Region to consider a greener future

Augusta Margaret River Times
Conservationist Tim Flannery addresses participants during May’s climate action summit.
Camera IconConservationist Tim Flannery addresses participants during May’s climate action summit.

Residents will be asked to comment on the Shire of Augusta-Margaret River’s new climate action plan in coming weeks, with the program split into a 10-year “mitigation” stage, and a longer “adaptation” stage after 2030.

“There is a global movement to reduce carbon emissions to zero by 2050,” the report says.

“The Shire, and the broader community, are committed to achieving this ambitious target locally by building on its (sic) sustainability achievements to date and driving towards a carbon-free and climate-resilient future.”

The plan will replace the existing Local Energy Action Plan framework which led to a 31 per cent reduction of Shire emissions per capita on 2007 levels, and a 17 per cent reduction in emissions from residents.

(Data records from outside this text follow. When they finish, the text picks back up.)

PR #430, opened 2022-01-19
Clarify that object initializer can have multiple indexer targets

### LINKED ISSUE #411: Clarify that indexers can be used multiple times in object initializers
Follow-up action from #8

jskeet:
Fixes #411.

(This is a bit of a straw man to start with, but is hopefully enough to work out how it needs to change before being merged.)


BillWagner (approved):
This LGTM @jskeet 

Let's :shipit:

Issue #425, opened 2022-01-15
Revising "4 Acronyms and abbreviations"


RexJaeschke:
When we submit V6 to Ecma in April, this will be our first time starting with an md base and generating from that the Word rendering we submit. As such, I'm working with Jon to automate as much of that process as is reasonably possible. (That said, it is almost certain I will have to make a number of manual changes to the resulting Word document.) At the same time, I'm looking at our spec from the point of view of eventually submitting it to ISO (but not for V6), which has *many* requirements, more than a few of which we do *not* follow.

While reviewing "4 Acronyms and abbreviations," I came to the following conclusions. Nothing is broken, per se; this is just some editorial housekeeping.

## **Recommendation 1** 

We strike the following:

> The following acronyms and abbreviations are used throughout this specification:
> BCL --- Base Class Library, which provides types to represent the built-in data types of the CLI, simple file access, custom attributes, security attributes, string manipulation, formatting, streams, and collections.
> CLI --- Common Language Infrastructure
> CLS --- Common Language Specification
> IEC --- the International Electrotechnical Commission
> IEEE --- the Institute of Electrical and Electronics Engineers
> ISO --- the International Organization for Standardization

BCL and CLI are explained in "Normative references;" CLS is never used; and IEC, IEEE, and ISO are well-known in the IT world, so no need to mention them here.

## **Recommendation 2**

We move the following:

> The name C# is pronounced "C Sharp".
> The name C# is written as the LATIN CAPITAL LETTER C (U+0043) followed by the NUMBER SIGN # (U+0023).

to the end of "Introduction."

## **Recommendation 3** 

We change

> ... Throughout this specification, these types will appear as the fully qualified name, omitting the global namespace qualifier, or as a simple unqualified type name, omitting the namespace. ...

to

> ... Throughout this specification, these types appear as either the fully qualified name; with the global namespace qualifier omitted; or as a simple unqualified type name, with the namespace omitted as well. ...

## **Recommendation 4**

We change the clause title to “Library type name abbreviations.” We can leave the file name as is, so we don’t have to change any tooling.

I even thought about striking this clause and moving its content to a new section in Type.md following 9.1. As "Types" is the first substantive clause, this topic would not be out of place there.

## **Recommendation 5** 

We strike the Clause delimiter lines **This clause is informative.** and **End of informative text.**, as all the remaining contents are normative.

jskeet:
[...]

PR #444, opened 2022-01-20
Ensure section renumbering tool handles removing clauses.

BillWagner:
In preparation for **Recommendation 5** in #425

This PR updates the section renumbering tool to handle situations where we remove a clause. (I think it will handle adding a clause as well, but that wasn't tested.)

The focus of the change is to remove the hardcoded list of files from the `Program.cs` file. Instead, read the list of frontmatter, main body clauses, and annexes from a .json config file. The config file is stored in the same folder as the standard text.

- If you remove a file from the standard, and don't remove it from the config file, the dry run fails. That should help us catch any instances when the PR is opened.
- The dry run will catch any links in the text that resolved to a clause in the removed section. 
- The full run renumbers headers and all links.


tools/StandardAnchorTags/TocSectionNumberBuilder.cs
```diff
@@ -33,13 +33,13 @@ private struct SectionHeader
...
-        private StringBuilder tocContent = new StringBuilder();
-        private readonly Dictionary<string, SectionLink> sectionLinkMap = new Dictionary<string, SectionLink>();
+        private readonly StringBuilder tocContent = new();
+        private readonly Dictionary<string, SectionLink> sectionLinkMap = new();
         private bool isAnnexes;
 
         // Running array of entries for the current headings. 
         // Starting with H1 is headings[0], H2 is headings[1] etc.
-        int[] headings = new int[8];
+        readonly int[] headings = new int[8];
```
jskeet: Add an explicit `private` as well for consistent?

tools/StandardAnchorTags/TocSectionNumberBuilder.cs
```diff
@@ -53,12 +53,24 @@ public TocSectionNumberBuilder(string pathFromToolToStandard, bool dryRun)
...
+        /// <param name="fileName">The front matter file name.</param>
+        /// <remarks>
+        /// The front matter entries don't add section numbers in the headers.
+        /// Otherwise, this is the same logic for the main file.
+        /// </remarks>
+        public async Task AddFrontMatterTocEntries(string fileName)
         {
-            foreach (var entry in entries)
+            string? line;
+            using var stream = new StreamReader($"{PathToStandardFiles}/{fileName}");
```
jskeet: Maybe use Path.Combine here? (I'm sure it's fine either way... just my habit.)
(I also generally use `File.OpenText` but it's a personal preference thing...)

tools/StandardAnchorTags/TocSectionNumberBuilder.cs
```diff
@@ -53,12 +53,24 @@ public TocSectionNumberBuilder(string pathFromToolToStandard, bool dryRun)
...
+            while ((line = await stream.ReadLineAsync()) != null)
             {
-                tocContent.AppendLine($"- [{entry.linkText}]({entry.fileName})");
+                if (line.StartsWith("# "))
+                {
+                    var linkText = line[2..];
+                    tocContent.AppendLine($"- [{linkText}]({fileName})");
+                    // Done: return.
+                    return;
+                }
```
jskeet, line 72: Do we want to throw an exception if we get to the end of this method? It means we haven't found a heading, which is presumably a problem.

Also, can we not just read the first line of the file and assert that it starts with `# `? (Again, if it doesn't that's presumably something wrong...)

tools/Utilities/Clauses.cs
```diff
@@ -0,0 +1,9 @@
+﻿namespace Utilities
+{
+    public class Clauses
+    {
+        public string[] FrontMatter { get; set; } = Array.Empty<string>();
+        public string[] MainBody { get; set; } = Array.Empty <string>();
```
jskeet: Nit: remove space after `Empty`.
(I'm interested in your preference for arrays over `List<string>` here, but that can be something we discuss at leisure...)

jskeet (approved):
Fine to merge as-is, but with a few optional suggestions.

tools/StandardAnchorTags/TocSectionNumberBuilder.cs
BillWagner: Good suggestion. I applied both.

tools/StandardAnchorTags/TocSectionNumberBuilder.cs
BillWagner: Both good suggestions. (I thought about the 2nd, but then wondered if we might ever add comments above the H1. I tend to agree that we won't do that).

tools/Utilities/Clauses.cs
BillWagner: I suppose I could say something brilliant about these never being resized, only set during serialization, etc.

But, the truth is I used Visual Studio's "paste JSON text as class" and used that definition. 🔨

But the new plan noted the waste and transport business sectors had not achieved any measurable reductions since 2007.

The LEAP targets were based on 1990 ambitions and “were considered more of an initial response rather than being based on scientific evaluation,” the report says.

“This document proposes a number of actions targeted towards emission reduction to meet a 65 per cent emission reduction target by 2030 and net zero emissions by 2050,” it says.

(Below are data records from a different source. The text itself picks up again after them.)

PR #452, opened 2022-02-03
Updated typography

Nigel-Ecma:
**This is not a PR as such, but read on…**

A program to update the typography of the Standard; restoring the ‘single’, “double”, apostrophe’s and — long dashes that got lost in the move to Markdown; has been developed based on the *Markdig* Markdown processor.

The recommendation is that this program is used before V6 is published, so it doesn’t look like a typewriter manuscript from the 70’s ;-)

This PR contains the results of running the Standard through this program. This is currently a manual process using a GUI frontend and is therefore one of the last steps before publishing.

The longer term plan is to package this as a check-in action and so the typography will be fixed automatically. There is a problem with doing this at the moment — *Markdig* turned out to be buggy and has been patched in a Heath Robinson manner to get it to work.

*After applying it to the Standard each file has been checked manually in a diff program to make sure the changes are valid — so every change is good. However some typewriter-typography may been missed.*

So please take a look and weigh in on whether we run this before publishing V6.

*If you spot errors in the conversion just add comments, don’t edit the files as they won’t ever be merged!*


Nigel-Ecma:
> *However some typewriter-typography may been missed.*

This has now been checked and there are eight cases in `standard-library.md` which typography-wise should be converted to proper open & close quotes but are not.

They are “missed” by this app as they are inside a HTML table the contents of which is treated as HTML, not Markdown, content (according to Markdown’s rules) and only Markdown text is converted.

So it’s not a bug *per se*, the code is behaving to the Markdown/Markdig spec even if it gives the wrong results for us in this case. With only 8 occurrences and our minimal use of HTML this can be dealt with by a hand-edit.

jskeet (approved):

jskeet:
Decision: Bill to attempt to include the Smarten tool into our CI.

jskeet:
I can confirm this looks fine in the converted Word doc:

image

Nigel-Ecma:
Following up on our last meeting I’ve added PR #489 for the manual changes required to standard-library.md. After that the smarten tool can be run on the final v6 or integrated into the GitHub workflow.

jskeet:
Closing now that Smarten is implemented.

PR #454, opened 2022-02-09
Remove unnecessary heading

BillWagner:
***Simple Names*** has only one child heading: General. 

I think that child heading can be removed.


RexJaeschke (approved):
Yes, we deleted the 2nd subsection from here in V6.

The only link reference I see to the current section name is in README, but I presume that will be automatically corrected/regenerated.

PR #13, opened 2022-04-26
MRD-29 Provide dummy response for overview endpoint

jackmaloney:
https://dsdmoj.atlassian.net/browse/MRD-29

### DIFF
--- a/src/test/kotlin/uk/gov/justice/digital/hmpps/makerecalldecisionapi/controller/OverviewControllerTest.kt
+++ b/src/test/kotlin/uk/gov/justice/digital/hmpps/makerecalldecisionapi/controller/OverviewControllerTest.kt
@@ -1,0 +1,20 @@
+package uk.gov.justice.digital.hmpps.makerecalldecisionapi.controller
+
+import com.natpryce.hamkrest.assertion.assertThat
+import com.natpryce.hamkrest.equalTo
+import org.junit.jupiter.api.Test
+import uk.gov.justice.digital.hmpps.makerecalldecisionapi.domain.Crn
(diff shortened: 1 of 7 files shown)


src/test/kotlin/uk/gov/justice/digital/hmpps/makerecalldecisionapi/controller/OverviewControllerTest.kt
```diff
@@ -0,0 +1,20 @@
...
+import uk.gov.justice.digital.hmpps.makerecalldecisionapi.domain.FullName
+
+class OverviewControllerTest {
+  private val overviewController = OverviewController()
+
+  private val crn = Crn("12345")
+
+  @Test
+  fun `returns an overview response successfully`() {
+    val response = overviewController.overview(crn)
```
bills7281, line 16: I like the zen/minimalist test that calls the controller method directly!
A curiousity question ~ Do you use RestAssured/WebTestClient in the integration tests? Or do you tend just to keep it all minimalist like you have here?

By the way, this is a non-blocking question :)

bills7281 (commented):
The Auth and Jwt classes will save me some time on my branch! Thanks :)

src/test/kotlin/uk/gov/justice/digital/hmpps/makerecalldecisionapi/controller/OverviewControllerTest.kt
jackmaloney: We've not got any real integration tests yet, so that is all up for debate. Looking at the other HMPPS projects, I can see they use WebTestClient - we can discuss it further if you want

jonnywyatt (approved):

PR #29, opened 2022-05-04
MRD-2_community-api-poc

bills7281:
Added CommunityApiClient as a POC.


src/main/resources/application.yml
```diff
@@ -21,6 +21,11 @@ spring:
             client-secret: ${system.client.secret:clientsecret}
             authorization-grant-type: client_credentials
             scope: read
+          community-api:
+            provider: hmpps-auth
+            client-id: ${oauth.client.id}
```
dazoakley, line 26: The creds here will need to be the same as the ones above `${system.client.id:make-recall-decision-api}` etc as far as I know

dazoakley:
Have you got any URLs to pass through for the environment config?  These need to go in the `helm_deploy` directory.

Also we need to think about how this would work in the E2E tests - were you planning on a wiremock container or something to simulate the service?

dazoakley:
Oh oh, you'll also need a healthcheck for the community API - can be a separate PR/Ticket, but worth noting so it doesn't get forgotten.

PR #35, opened 2022-05-06
MRD-18_search-by-crn-helm-yaml-addition

bills7281:
added environment variable to helm_deploy files for offender-search-api url.


src/main/resources/application-dev.yml
```diff
@@ -1,4 +1,4 @@
 offender:
   search:
     endpoint:
-      url: https://probation-offender-search-dev.hmpps.service.justice.gov.uk
+      url: ${probation.offender.search.endpoint.url}
```
dazoakley, line 4: You can set this specifically as `https://probation-offender-search-dev.hmpps.service.justice.gov.uk` if you want - then you won't need to set environment variables for local dev, it's only `application.yml` that needs to be environment driven. :)

bills7281: Lol! Of course ... insert face palm here!

bills7281: Done

dazoakley (approved):

PR #36, opened 2022-05-06
MRD-2_community-api-poc: Added CommunityApiClient.

bills7281:
This provides some of the case summary fields as a poc.

### DIFF
--- a/src/main/resources/application.yml
+++ b/src/main/resources/application.yml
@@ -26,6 +26,11 @@ spring:
             client-id: ${system.client.id:make-recall-decision-api}
             client-secret: ${system.client.secret:clientsecret}
             authorization-grant-type: client_credentials
+          community-api:
+            provider: hmpps-auth
+            client-id: ${oauth.client.id}
+            client-secret: ${oauth.client.secret}
+            authorization-grant-type: client_credentials
         provider:
           hmpps-auth:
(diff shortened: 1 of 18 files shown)


bills7281:
@dazoakley Darren's commments from abandoned PR - 
Have you got any URLs to pass through for the environment config? These need to go in the helm_deploy directory.

Also we need to think about how this would work in the E2E tests - were you planning on a wiremock container or something to simulate the service (in the docker-compose.yml)?

Oh oh, you'll also need a healthcheck for the community API - can be a separate PR/Ticket, but worth noting so it doesn't get forgotten.

src/main/resources/application.yml
```diff
@@ -26,6 +26,11 @@ spring:
             client-id: ${system.client.id:make-recall-decision-api}
             client-secret: ${system.client.secret:clientsecret}
             authorization-grant-type: client_credentials
+          community-api:
+            provider: hmpps-auth
+            client-id: ${oauth.client.id}
```
dazoakley, line 31: Would be best to keep this consistent to the above:

```
client-id: ${system.client.id:make-recall-decision-api}
client-secret: ${system.client.secret:clientsecret}
```

dazoakley (approved):

PR #43, opened 2022-05-10
MRD-43_MRD-120_person-details-and-overview:

bills7281:
1. Implemented person details endpoint
2. Implemented overview endpoint


src/main/kotlin/uk/gov/justice/digital/hmpps/makerecalldecisionapi/domain/CaseSummaryOverviewResponse.kt
```diff
@@ -0,0 +1,28 @@
...
+  val crn: String?
+)
+
+data class ProbationTeam(
+  val code: String?,
+  val label: String?
+)
+
+data class Offence(
+  val mainOffence: String?,
```
jackmaloney, line 26: what does mainOffence mean in the context of this? Is it a Yes/No or something else?

src/main/kotlin/uk/gov/justice/digital/hmpps/makerecalldecisionapi/domain/communityapi/Conviction.kt
```diff
@@ -30,3 +31,32 @@ data class Custody(
 data class CustodyStatus(
   val code: String
 )
+
+data class Offence @JsonCreator constructor(
```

Significant reductions during the first decade would make the 2050 target of net zero emissions much easier, the report says.

The Shire draws about 5 per cent of its power use from renewable energy at present.

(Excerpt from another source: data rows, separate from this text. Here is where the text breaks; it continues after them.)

PR #112, opened 2022-05-26
MRD-179_address-correction: Added missing field - streetName.

bills7281:


src/main/kotlin/uk/gov/justice/digital/hmpps/makerecalldecisionapi/service/PersonDetailsService.kt
```diff
@@ -36,8 +37,8 @@ class PersonDetailsService(
         crn = crn
       ),
       currentAddress = CurrentAddress(
-        line1 = formatTwoWordField(addressNumber, buildingName),
-        line2 = activeAddress?.district ?: "",
+        line1 = formatTwoWordField(addressNumber, streetName),
+        line2 = formatTwoWordField(buildingName, activeAddress?.district ?: ""),
```
jonnywyatt, line 41: Would building name be part of line 1, if present? ie in front of the street name

bills7281: As it is, the building name will always be in line 2. Hmm, which do you think is best Jon? I'll incline to your suggestion :)

bills7281: Done, using [building name] [building number] [street name], verified by Ale :)

jonnywyatt (approved):

jackmaloney (approved):

PR #178, opened 2022-06-23
MRD-121_provide-data-for-risk-graphs-content-sections: MAPPA and RoSH data from ARN added to Risk endpoint.

bills7281:


src/main/kotlin/uk/gov/justice/digital/hmpps/makerecalldecisionapi/client/CommunityApiClient.kt
```diff
@@ -110,6 +111,26 @@ class CommunityApiClient(
     return result
   }
 
+  fun getAllMappaDetails(crn: String): Mono<MappaResponse> {
+    val responseType = object : ParameterizedTypeReference<MappaResponse>() {}
+    return webClient
+      .get()
+      .uri("/secure/offenders/crn/$crn/risk/mappa")
+      .retrieve()
+//      .onStatus(
```
jackmaloney, line 120: Is this supposed to be commented out?

src/main/kotlin/uk/gov/justice/digital/hmpps/makerecalldecisionapi/config/WebClientUserEnhancementConfiguration.kt
```diff
@@ -18,20 +20,86 @@ import org.springframework.security.oauth2.client.endpoint.DefaultClientCredenti
...
 import java.net.URI
+import javax.servlet.Filter
+import javax.servlet.FilterChain
+import javax.servlet.FilterConfig
+import javax.servlet.ServletException
+import javax.servlet.ServletRequest
+import javax.servlet.ServletResponse
+import javax.servlet.http.HttpServletRequest
+
+// TODO move these out
```
jackmaloney, line 41: Is this comment for something in the future or did you mean to do it before this change goes in?

src/main/kotlin/uk/gov/justice/digital/hmpps/makerecalldecisionapi/service/RiskService.kt
```diff
@@ -0,0 +1,201 @@
...
+      Mappa(level = "", isNominal = true, lastUpdated = "")
+    }
+  }
+
+  private suspend fun extractNatureOfRisk(riskSummaryResponse: RiskSummaryResponse): NatureOfRisk {
+    return NatureOfRisk(
+      description = riskSummaryResponse.natureOfRisk ?: "",
+      oasysHeading = OasysHeading(
+        number = "10.2",
+        description = "What is the nature of the risk?"
```
jackmaloney, line 77: What do we do with these descriptions? Just wondering if they should be stored in a config file? Or stored on the frontend?

jackmaloney (commented):
Do the values-{env}.yaml files need to be changed to add the ARN API details?

src/main/kotlin/uk/gov/justice/digital/hmpps/makerecalldecisionapi/client/CommunityApiClient.kt
bills7281: Yes :) 
If there are no mappa details available, we should return an empty object and not block the Risk screen with a 404.
That way, other Risk details which are available can still be seen.

src/main/kotlin/uk/gov/justice/digital/hmpps/makerecalldecisionapi/service/RiskService.kt
bills7281: I talked about it with Jon, at the time we decided to hard code them in the backend.
I'm happy to incline to the FE / a config file. Do you have a preference Jack?

src/main/kotlin/uk/gov/justice/digital/hmpps/makerecalldecisionapi/client/CommunityApiClient.kt
jackmaloney: But why is it commented? Should it not just be deleted or do you plan on adding back in down the line?

bills7281: Done

src/main/kotlin/uk/gov/justice/digital/hmpps/makerecalldecisionapi/service/RiskService.kt
jackmaloney: Ok if you're happy then I'm happy.

jackmaloney: If at some point we start to think about introducing a Welsh language, we might want to think about moving this to the frontend.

The later adaptation stage will seek to “reduce the Shire organisation and community’s vulnerability to the harmful effects of climate change, including sea-level encroachment, more intense extreme weather events or food insecurity”.

“Adaptation planning will involve embedding ‘planning for climate change’ into all Shire functions including bushfire planning, health and wellbeing, biodiversity, built form and infrastructure,” the plan says.

The plan outlines actions across policy and education, energy conservation, sustainable transport and waste reduction. It will also build on the momentum of this year’s climate action summit, with next year’s sequel to focus on adaptation measures.

The 11 community-led projects from the summit included developing a shire-wide renewable power-sharing system, revegetation works, moving agriculture to regenerative farming, low-carbon public transport, and supporting new sustainable local industries.